The invention provides a vehicle-mounted voice dialogue method, a vehicle-mounted voice dialogue system and a vehicle. The method includes judging, by a central processing unit, whether a wake-up word is included in user voice input received by a microphone provided on a vehicle, and waking up a vehicle-mounted voice conversation process if the wake-up word is included, performing echo cancellation and noise reduction by an audio digital signal processing chip, generating input audio subjected to echo cancellation and noise reduction, performing voice recognition on the input audio by a graphic processor, generating a voice recognition text, performing semantic understanding by the central processing unit, determining, by the central processing unit, a user intention based on current semantic and conversation history information, obtaining reply information for the user intention, performing voice synthesis by an embedded neural network processor based on the reply information, generating reply audio, and transmitting the reply audio to a speaker provided in the vehicle. The load of the CPU operation is reduced, and better voice interaction experience is provided under the limited hardware condition.

Description

Vehicle-mounted voice dialogue method, system and vehicle machine
Technical Field
The embodiment of the invention relates to the technical field of vehicle-mounted information systems, in particular to a vehicle-mounted voice dialogue method, a vehicle-mounted voice dialogue system and a vehicle.
Background
The hardware performance of the host (hereinafter abbreviated as car machine) of the in-car infotainment system is limited, and in order to provide multiple-scene and intelligent rich services for users, a large amount of service software often competes with the hardware resources of the car machine.

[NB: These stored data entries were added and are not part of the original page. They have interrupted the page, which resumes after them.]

PR #5614, opened 2020-01-31
Ast tester

jecisc:


hogoww:
(thanks cyril for doing it for me)
Format the tester so they are more easily usable.
This will fail, if someone manipulates code that wasn't semantically analysed (and therefore variables nodes won't be differenciated)

Ducasse:
This is strange since we get

 For more information please see
[64] https://github.com/OpenSmalltalk/opensmalltalk-vm/releases/tag/r3732#linux
[64] KeyNotFound: key #aParameter not found in Dictionary
[64] Dictionary>>errorKeyNotFound:
[64] aBlockClosure(no source code or decompiler available) in Dictionary>>at: in Block: aBlockClosure(no source code or decompiler availab...etc...
[64] Dictionary>>at:ifAbsent:
[64] Dictionary>>at:
[64] IRPushClosureCopy>>indexForVarNamed:
[64] IRTranslatorV2>>visitPushTemp:
[64] IRPushTemp>>accept:
[64] IRTranslatorV2(IRVisitor)>>visitNode:
[64] IRTranslatorV2>>visitInstruction:
[64] aBlockClosure(no source code or decompiler available) in IRTranslatorV2(IRVisitor)>>visitSequence: in Block: aBlockClosure(no source code or decompiler availab...etc...
[64] OrderedCollection>>do:
[64] IRSequence>>do:
[64] IRTranslatorV2(IRVisitor)>>visitSequence:
[64] IRTranslatorV2>>visitSequence:
[64] IRSequence>>accept:
[64] IRTranslatorV2(IRVisitor)>>visitNode:
[64] aBlockClosure(no source code or decompiler available) in IRTr


<blockquote><div> GitHub</div><div><strong><a href="https://github.com/OpenSmalltalk/opensmalltalk-vm">OpenSmalltalk/opensmalltalk-vm</a></strong></div><div>Cross-platform virtual machine for Squeak, Pharo, Cuis, and Newspeak. - OpenSmalltalk/opensmalltalk-vm</div></blockquote>

hogoww:
@Ducasse Would you mind relaunching the CI? Since Cyril did it for me i cannot. 
It's possible that the bootstrap uses code that is not semantically analysed

Ducasse:
Thanks for the suggestion.

guillep:
Well, the problem is not in the bootstrap itself I'd say. Following the logs:

1. The bootstrap successfully finishes
  => It generates a minimal image without sources
2. Several packages (including the compiler) are installed using Hermes
  => we have the compiler image, still without sources
3. Then Monticello is being loaded using the compiler
  => compilation happens by calling `compile:classified:withStamp:notifying:logSource:`
        see the line `Model class(ClassDescription)>>compile:classified:withStamp:notifying:logSource:`
  => here it fails ❌


> This will fail, if someone manipulates code that wasn't semantically analysed (and therefore variables nodes won't be differenciated)

Well this is maybe true, but you're changing the compiler's behaviour and there is no single test about this change in the PR. How can we know the impact of this? Have you run the compiler tests? (I'd assume yes...). What this failure tells me so far is that the changes introduce a bug in the compiler, because the bootstrap does not use a special version of the compiler whatsoever.

src/OpalCompiler-Core/RBVariableNode.extension.st
```diff
@@ -11,39 +11,17 @@ RBVariableNode >> binding: aSemVar [
...
-{ #category : #'*opalcompiler-core' }
-RBVariableNode >> isGlobal [
-	^self binding isGlobal
-]
-
-{ #category : #'*opalcompiler-core' }
-RBVariableNode >> isInstance [
-	^self binding isInstance
-]
-
```
guillep, line 34: This removal is not a "formatting" as said in the description of the PR.

src/OpalCompiler-Core/RBVariableNode.extension.st
```diff
@@ -11,39 +11,17 @@ RBVariableNode >> binding: aSemVar [
 	self propertyAt: #binding put: aSemVar.
 ]
 
-{ #category : #'*opalcompiler-core' }
-RBVariableNode >> isArg [
-
-	^self binding isArg
-]
-
```
guillep, line 19: This removal is not a "formatting" as said in the description of the PR.

guillep (changes requested):
I'd suggest tests are written for this :/ It's not clear to me that running the semantic analysis will replace all variable nodes as this PR is expecting...

hogoww:
This PR was done quickly at the end of the sprint. Just wanted to see if that made sense.
It does not. I'll fix it correctly this time.

hogoww:
@MarcusDenker Should the tester be in the OpalCompiler package or the AST package? 
Currently they are spread around between the two, it does not look great from an API point of view, does it?

guillep:
So what's the status of this?
Could we have an issue description?
A better PR title?

Looking at the changes this is not a "tester". These look like a cleanup of the *testing* methods. Am I right?

What do we do with the broken compiler?

hogoww:
I've been waiting for Marcus to answer one question before doing a new PR, so i guess we can close this one.

guillep:
Ok, I'll close it.
Do you think the discussion in this PR could have value?
What do you think about opening an issue explaining better what was the original issue about?

I was really missing a description, and given that I was not there personally when you did the change, I'm really missing context :). Imagine people that do not understand how the compiler works.

hogoww:
I don't think it is.

The thing is just that using the message isAKindOfVariable is relying on the compiler when it really should not.
Therefore, you can have "message send to nil" pop while having a hard time understanding why

Ducasse:
Where? I do not get it. can you give an example?

hogoww:
Of course, try executing
t := RBTemporaryNode new name: 'pouet' ; yourself.
t isArg

This does not work
(disregard the naming, we already talked about it with marcus, that's not good)
(this should not work from at least pharo 7, I think).

guillep:
The thing is that that node is supposed to be created by the semantic analysis.
Since you're creating it by hand, you're creating it wrong.
There is no correct temporary node without binding.

Now, this would also mean that `RBTemporaryNode`, `RBInstVarNode` and friends, do not belong to the AST, they belong to the compiler.

But you see @hogoww , the discussion has value, we should store this knowledge in an issue.
Otherwise we will lose it.

hogoww:
The discussion up to the previous point had no value* 
What came since then does !

' The thing is that that node is supposed to be created by the semantic analysis.' 
Yeup, the problem is that the compiler is not the only one to create nodes, and still need to be able to test their type.
My current solution (not pushed) is to let the RBVariableNode testers to use the binding, and overide them in the temp/arg (...) subclasses to not rely on the compiler.
That way, when the variables are specialized, they answer correctly, while still being valid before that is the case

hogoww:
Other solution would be to put a fake binding on creating a node, but i don't like this.

guillep:
> but i don't like this.

Could you expand on this? It would be super useful to know why you don't like it.

hogoww:
There could be an object that only knows the API used by the property binding (which would be the lesser evil to me) 
- memory overhead (especially since, if i recall correctly, all the ASTs of the methods in the system are kept in memory) .
- a middle dispatch, which is not useful so time overhead (very mitigated by the inline cache, and probably not that much used anyway, but it exists !)

The tester override that I describe earlier on the other hand are about a constant memory overhead (method for the testers) , and no time overhead

There's probably over solutions, but that's the first two that come to mind.
As for the not liking part, besides the performances, I don't like to have a kind of proxy for a behavior that is quite straightforwardly done otherwise. But that's personal taste.

guillep:
> There could be an object that only knows the API used by the property binding (which would be the lesser evil to me)
> 
> * memory overhead (especially since, if i recall correctly, all the ASTs of the methods in the system are kept in memory) .
> * a middle dispatch, which is not useful so time overhead (very mitigated by the inline cache, and probably not that much used anyway, but it exists !)
> 
> The tester override that I describe earlier on the other hand are about a constant memory overhead (method for the testers) , and no time overhead

Well, this could be the case, but we need to back up these kind of assumptions with benchmarks :).
My experience tells me that in this case, performance (speed or memory wise) is not an issue.
Do you have maybe a problematic case?

I see more problems regarding the dependencies and maintenance in the long term.
I see that lots of compiler details have crippled into the AST.
And this means many usages of the AST do now depend on the compiler, and people have not realised it.

They **will** realise when the compiler changes.

And it will not be pretty, because it will be a ripple change: the compiler breaks, the AST breaks because the compiler breaks, your app breaks because the AST breaks.
That's why respecting boundaries is important.

What I'd like to have => less dependencies.
Make a clear difference between *AST* and *semantically annotated (thus Compiler dependant) AST*.
And users should somehow understand when they are using (and they depend on) the one or the other. Maybe one way is to have different APIs.

hogoww:
"Do you have maybe a problematic case?"
I don't think so, but even without benchmarks, I don't see the use for it because algorithmically it make sense, and low level details wise, also.
Benchmarks could actually give the wrong result, if the memory involved is further apart on one attempt. 
(not that I think it will be the case, but my point being that benchmarks are not the one argument when measuring performances).
I compare these two approaches as one which is heavy, and the other cheap.
Why not use the cheap one, which is not bad ?
I may miss something, of course, but I'd need arguments to make me change my mind =)

"And this means many usages of the AST do now depend on the compiler, and people have not realised it." 
Actually we talk regularly about this with Marcus, I think he told me he's planning to work on that.
I think we all agree that the AST needs a rework, especially interface wise.
If you want a bad one : 
RBReturnNode >> removeNode: aNode
    self parent removeNode: self

" What I'd like to have => less dependencies. "
could not agree more.

guillep:
> "Do you have maybe a problematic case?"
> I don't think so, but even without benchmarks, I don't see the use for it because algorithmically it make sense, and low level details wise, also.
> Benchmarks could actually give the wrong result, if the memory involved is further apart on one attempt.
> (not that I think it will be the case, but my point being that benchmarks are not the one argument when measuring performances).

No, I don't agree. What other argument is there?
If your benchmarks are wrong (e.g., you're benchmarking height by asking people the age), don't blame benchmarking, blame the one who wrote the benchmark.

> I compare these two approaches as one which is heavy, and the other cheap.
> Why not use the cheap one, which is not bad ?

But you use words that can be misleading. Heavy and cheap are relative and ambiguous.
So we need to be more precise, and we need to account for a far more complete set of qualities.
Software is not only good because it is fast ;)

 - what solution is easier to change and why?
 - what solution reduces/increases dependencies ans why?
 - what solution is easier to test and why?
 - what solution is faster/less memory consuming and why?

A super strong building without water or electricity is not a good building :).
Or with water but no toilets.

> I may miss something, of course, but I'd need arguments to make me change my mind =)

Well, when you try to learn and understand slang, let's say the least of the problems you have are machine performance, speed/memory ;). You have more problems on repeated code, misleading semantics, inconsistencies, lack of documentation, lack of hooks, lack of tests. And this happens to everybody on every domain :).

In any case, I feel my arguments are never enough for you, which is a pity because I feel you don't trust me, and I am on your side...

hogoww:
> > "Do you have maybe a problematic case?"
> > I don't think so, but even without benchmarks, I don't see the use for it because algorithmically it make sense, and low level details wise, also.
> > Benchmarks could actually give the wrong result, if the memory involved is further apart on one attempt.
> > (not that I think it will be the case, but my point being that benchmarks are not the one argument when measuring performances).
> 
> No, I don't agree. What other argument is there?
> If your benchmarks are wrong (e.g., you're benchmarking height by asking people the age), don't blame benchmarking, blame the one who wrote the benchmark.
Benchmarking relies on underlying system,  and has a potentiality to be influenced in the wrong way.
That does not mean that they don't have their, use, just that there are not the only thing to consider, as you say it yourself with your arguments in the next lines.

> 
> > I compare these two approaches as one which is heavy, and the other cheap.
> > Why not use the cheap one, which is not bad ?
> 
> But you use words that can be misleading. Heavy and cheap are relative and ambiguous.
Agreed. I abstract words when I don't consider them important. In this particular case, they were a summary of my previous statement, which was precise. 
Theses words by themselves are useless, because as you said it, they are way too general.
> So we need to be more precise, and we need to account for a far more complete set of qualities.
> Software is not only good because it is fast ;)
Agreed. 
Thank you for pointing out theses parts, which allow me to focus on the problem better.
> 
> * what solution is easier to change and why?
My solution of overriding is less modular than an having a kind of object design for the purpose of understanding how to test, but modularity has to stop somewhere.
Also, this depends on what the binding is used for besides testing.
There might be several classes to create to have a little separation of concerns.
Unless there is a real use, overriding the methods in the subclasses is significantly easier to do.
> * what solution reduces/increases dependencies ans why?
I was actually waiting for marcus's answer for that.
But this is not the right question. 
The right question is: "where should the tester methods be put?" Compiler or AST?
And that I don't have the answer to.
As long as this question is not answered, yours won't be, because dependencies are not a consideration as long as there is nothing is nowhere.
> * what solution is easier to test and why?
I think they are both equivalent.
Very slightly more complicated for the object proxy because in one case you have an extra object.
But IMO this is negligible.
> * what solution is faster/less memory consuming and why?
I think I already answered that. (otherwise tell me what is missing)
Important note, we are discussing 2 ideas of solving a problem. I'm not considering at all other possible solutions. Of course.
> 
> A super strong building without water or electricity is not a good building :).
> Or with water but no toilets.
> 
> > I may miss something, of course, but I'd need arguments to make me change my mind =)
>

The general solution of the speech engine in the vehicle-mounted entertainment system is that the computing power of a central processing unit (Central Processing Unit, CPU) is totally depended, and as the functions of the vehicle-mounted entertainment system are richer, the functions are more complex, so that the CPU load is overwhelmed. In the development process, the CPU load exceeds 90% for a long time under certain conditions, so that the voice dialogue system is slow in response and can show a clamp.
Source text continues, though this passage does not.